◆ ASSIGNED TASK: Filter these entries so that only lines with the word "alpha" remain.

-- DATA PROVIDED follows --

PR #3876, opened 2024-06-24
feat(napi/transform): add `crate-type: "lib"`

underfin:
The pr add a `crate-type: lib` for transform binding, it will be used for rolldown export binding. I tested the binary size 895k -> 944K, it could be acceptable.

Here bump the napi library version due to rolldown napi version is used `3.0.0-alpha`, different napi version make rolldown release build error.

It means the binding library need to publish to crate.io, @Boshen Could you add it to ci pipeline for it? I'm not familiar for it.

### DIFF
--- a/Cargo.lock
+++ b/Cargo.lock
@@ -1078,13 +1078,12 @@ dependencies = [
 
 [[package]]
 name = "napi"
-version = "2.16.6"
+version = "3.0.0-alpha.2"
 source = "registry+https://github.com/rust-lang/crates.io-index"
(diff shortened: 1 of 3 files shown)


Boshen:
This doesn't contain oxc_transformr yet, please create an issue if you want one 😅

underfin:
Yeah. I konw i will work on it at next.

Boshen:
> It means the binding library need to publish to crate.io

Ok, I'll take a look, feels pretty weird though 🤔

-- DATA PROVIDED concluded --

◆ EXERCISE SOLUTION:
Here bump the napi library version due to rolldown napi version is used `3.0.0-alpha`, different napi version make rolldown release build error.
+version = "3.0.0-alpha.2"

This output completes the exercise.